Dataset excerpts
PR #253, opened 2021-11-12
add a static_thread_pool execution context

ericniebler:


mjgarland:
What's the plan for implementing the launch of multi-thread tasks via `bulk` on this thread pool where I need to create a group of `k` activities that are going to cooperatively perform some computation like `inclusive_scan`?

ericniebler:
@mjgarland wrote:
> What's the plan for implementing the launch of multi-thread tasks via `bulk` on this thread pool where I need to create a group of `k` activities that are going to cooperatively perform some computation like `inclusive_scan`?

You mean, you want to guarantee that `k` activities are all launched together and concurrently? There really isn't a plan at the moment. I mean, I could write an algorithm that keeps scheduling work onto the threadpool until it has `k` in-flight units of work with different thread-ids, but that's pretty clown-y.

Do you need this example execution context to provide an API for that? I'm curious about your requirements.

ericniebler:
>  I could write an algorithm that keeps scheduling work onto the threadpool until it has k in-flight units of work with different thread-ids, but that's pretty clown-y.

Actually, this isn't so clowny, I don't think. You declare a barrier initialized with `k`, schedule `k` items on the threadpool that arrive_and_waits the barrier, and then does the work of the `inclusive_scan`.

Blocking threads in a threadpool is bad, but is there a better way?

PR #259, opened 2021-11-15
Update `run_loop` wording to introduce synchronizes with edges.

brycelelbach:


std_execution.bs
```diff
@@ -4130,16 +4130,14 @@ from the operation before the operation completes.
...
     <pre highlight="c++">
     void run_loop::push_back(<i>run-loop-opstate-base</i>* item);
     </pre>
 
     1. <i>Effects:</i> Adds `item` to the back of the queue and increments <i>count</i> by `1`.
 
-    2. <i>Synchronization:</i> This function is thread-safe with respect to `pop_front()` and `finish()`. Adding a queue item and incrementing the <i>count</i> are executed atomically.
-
+    2. <i>Synchronization:</i> This operation synchronizes with the `pop_front` operation that obtains `item`.
+
```
ericniebler, line 4140: I confess I don't understand how this guarantees that multiple threads can call `push_back` concurrently, or that `push_back` can run concurrently with a call to `pop_front` that returns an object other than `item`.

brycelelbach: Ah, I forgot an edit.

std_execution.bs
```diff
@@ -4128,18 +4128,16 @@ from the operation before the operation completes.
 
         * <i>count</i> is `0` and <i>state</i> is <i>finishing</i>, in which case `pop_front()` returns `nullptr`; or
 
-        * <i>count</i> is greater than `0`, in which case `pop_front()` removes an item from the front of the queue, decrements <i>count</i> by `1`, and returns the item.
-
-    2. <i>Synchronization:</i> This function is thread-safe with respect to `push_back()` and `finish()`. Removing a queue item and decrementing <i>count</i> are executed atomically.
+        * <i>count</i> is greater than `0`, in which case an item is atomically removed from the front of the queue, <i>count</i> is atomically decremented by `1`, and the removed item is returned.
```
ericniebler, line 4131: Can another thread observe the queue state after the item has been removed but before the count is decremented?

std_execution.bs
ericniebler: Does this wording imply that the two operations (add item, increment count) are executed as a single atomic operation?

include/execution.hpp
```diff
@@ -172,6 +172,14 @@ namespace std::execution {
...
       __has_sender_types<sender_traits<remove_cvref_t<S>>>;
 
+  template<class S, class... Ts>
+    concept sender_of =
+      typed_sender<S> &&
+      same_as<
+        __types<Ts...>,
+        typename sender_traits<S>::template
+            value_types<__types, type_identity_t>>;
+
```
ericniebler, line 182: This comes from a different commit on main, I think.

std_execution.bs
```diff
@@ -4126,19 +4128,17 @@ from the operation before the operation completes.
...
-
-    2. <i>Synchronization:</i> This function is thread-safe with respect to `push_back()` and `finish()`. Removing a queue item and decrementing <i>count</i> are executed atomically.
+        * <i>count</i> is greater than `0`, in which case an item is removed from the front of the queue, <i>count</i> is decremented by `1`, and the removed item is returned.
 
     <pre highlight="c++">
     void run_loop::push_back(<i>run-loop-opstate-base</i>* item);
     </pre>
 
-    1. <i>Effects:</i> Adds `item` to the back of the queue and increments <i>count</i> by `1`.
+    1. <i>Effects:</i> Atomically adds `item` to the back of the queue and increments <i>count</i> by `1`.
```
ericniebler, line 4139: This `atomically` not needed since it's covered above.

std_execution.bs
```diff
@@ -4126,19 +4128,17 @@ from the operation before the operation completes.
...
 
-    2. <i>Synchronization:</i> This function is thread-safe with respect to `pop_front()` and `finish()`. Adding a queue item and incrementing the <i>count</i> are executed atomically.
+    2. <i>Synchronization:</i> This operation synchronizes with the `pop_front` operation that obtains `item`.
```
ericniebler, line 4141: Do you need to say something about not introducing data races?

std_execution.bs
brycelelbach: Addressed by moving to barrier style wording (https://eel.is/c++draft/thread.barrier#class-4), as per Olivier's suggestion

std_execution.bs
brycelelbach: Addressed by moving to barrier style wording (https://eel.is/c++draft/thread.barrier#class-4), as per Olivier's suggestion.

include/execution.hpp
brycelelbach: Yah not sure how this got in here?

std_execution.bs
brycelelbach: Nope - that's covered by some wording in the front matter, similar to what we do for barrier (https://eel.is/c++draft/thread.barrier#class-4).

include/execution.hpp
brycelelbach: Fixed.

std_execution.bs
```diff
@@ -4014,7 +4014,9 @@ from the operation before the operation completes.
 
 2. A `run_loop` instance has an associated <i>count</i> that corresponds to the number of work items that are in its queue. Additionally, a `run_loop` has an associated <i>state</i> that can be either <i>finishing</i> or <i>not-finishing</i>.
 
-3. [<i>Note:</i> Implementations are encouraged to use an intrusive queue of operation states to hold the work units to make scheduling allocation-free. -- <i>end note</i>]
+3. Concurrent invocations of the member functions of `run_loop`, other than its destructor, do not introduce data races. The member functions `pop_front`, `push_back`, and `finish` execute atomically.
```
ericniebler, line 4017: Maybe we should exclude the `run()` member from the comment about data races since we don't mean for it to be called concurrently.

brycelelbach: Good point.

ericniebler (approved):

PR #264, opened 2021-11-17
Implement the when_all() sender adaptor

ericniebler:


include/execution.hpp
```diff
@@ -1873,6 +1860,283 @@ namespace std::execution {
...
+          typed_sender<tag_invoke_result_t<transfer_just_t, Scheduler, Values...>>
+      auto operator()(Scheduler&& sched, Values&&... values) const
+        noexcept(nothrow_tag_invocable<transfer_just_t, Scheduler, Values...>)
+        -> tag_invoke_result_t<transfer_just_t, Scheduler, Values...> {
+        return tag_invoke(*this, (Scheduler&&) sched, (Values&&) values...);
+      }
+      template <scheduler Scheduler, __movable_value... Values>
+      auto operator()(Scheduler&& sched, Values&&... values) const
+        -> decltype(transfer((Scheduler&&) sched, just((Values&&) values...))) {
+        return transfer((Scheduler&&) sched, just((Values&&) values...));
```
griwes, line 1878: The arguments to transfer here are backwards.

griwes (approved):
Approve modulo the one comment below.

include/execution.hpp
```diff
@@ -1873,6 +1860,251 @@ namespace std::execution {
...
+                    // Transition to the "done" state if and only if we're in the
+                    // "started" state. (If this fails, it's because we're in an
+                    // error state, which trumps cancellation.)
+                    if (__op_->__state_.compare_exchange_strong(expected, __done)) {
+                      __op_->__stop_source_.request_stop();
+                    }
+                    (void) __op_->__barrier_.arrive(); // potentially throwing
+                  } catch(...) {
+                    // Try to put this operation into the error state
+                    ((__receiver&&) *this).set_error(current_exception(), __done);
```
kirkshoop, line 1951: I think that if 'done' won the race, then errors are irrelevant and should be discarded. the request to discard results 'happens-before' the error

include/execution.hpp
```diff
@@ -1873,6 +1860,251 @@ namespace std::execution {
...
+                        std::get<Index>(__op_->__values_).emplace(
+                            (Values&&) vals...);
+                      }
+                      (void) __op_->__barrier_.arrive();
+                    } catch(...) {
+                      ((__receiver&&) *this).set_error(current_exception());
+                    }
+                  template <class Error>
+                      requires receiver<Receiver, Error>
+                    void set_error(Error&& error, __state_t expected = __started) && noexcept {
```
kirkshoop, line 1926: I would prefer an internal method that set_value, set_error and set_done can call with an explicit expected state.

kirkshoop (commented):
Very cool! pretty code :) I had a couple of comments..

include/execution.hpp
ericniebler: I'm not sure what you mean. One method for all three signals? But the code is different for each.

include/execution.hpp
ericniebler: Right, but we only get here if trying to transition to the "done" state has failed. Maybe when `std::barrier::arrive` throws, I should just consider the error fatal?

include/execution.hpp
```diff
@@ -1873,6 +1860,251 @@ namespace std::execution {
...
+              }
+
+              child_optstates_tuple_t __child_states_;
+              Receiver __recvr_;
+              barrier<__completion_fn> __barrier_;
+              // Could be non-atomic here and atomic_ref everywhere except __completion_fn
+              atomic<__state_t> __state_{__started};
+              error_types<variant> __errors_{};
+              tuple<typename sender_traits<__t<SenderIds>>::template
+                  value_types<tuple, optional>...> __values_{};
```
ericniebler, line 2055: I could save some space here by putting the values and errors into one variant, but I would need to figure out how to "lock" the variant while writing values into it so that if another thread errors, it doesn't try to concurrently access it.

include/execution.hpp
kirkshoop: The idea was to make an internal __set_error(Error, __state_t) and call that from set_value and set_done instead of this->set_error() with a defaulted arg. set_error() could forward to __set_error as well.

include/execution.hpp
kirkshoop: if the compare exchange fails then the error would own the call to arrive(), so done should not call arrive.

If done() wins the compare exchange race then it should own the call to arrive.

if arrive throws, then attempting to shift to an error state will only call arrive again. might as well loop on arrive in done.. I think terminate is a better option than trying to move from the done state to the error state.

ericniebler: I'll be replacing the `barrier` with a simple atomic ref count. That failure mode will simply go away, and this code gets simpler.

include/execution.hpp
```diff
@@ -172,32 +174,27 @@ namespace std::execution {
...
-  template <class... As>
-    requires (sizeof...(As) <= 1)
-    using __single_or_void_t = __t<__front<As..., void>>;
+      same_as<__types<Ts...>, value_types_of_t<S, __types, __single_t>>;
 
   template<class S>
     using __single_sender_value_t =
-      typename sender_traits<remove_cvref_t<S>>
-        ::template value_types<__single_or_void_t, __single_or_void_t>;
+      value_types_of_t<S, __single_or_void_t, __single_t>;
```
miscco, line 197: I am a bit unsure why we need the duplication of `__single_or_void_t` and `__single_t` Shouldnt the latter be subsumed by the former?

kirkshoop (approved):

PROBLEM TO SOLVE
What is the number of lines in the records that contain "noexcept"? State that number alone.

TASK SOLUTION
2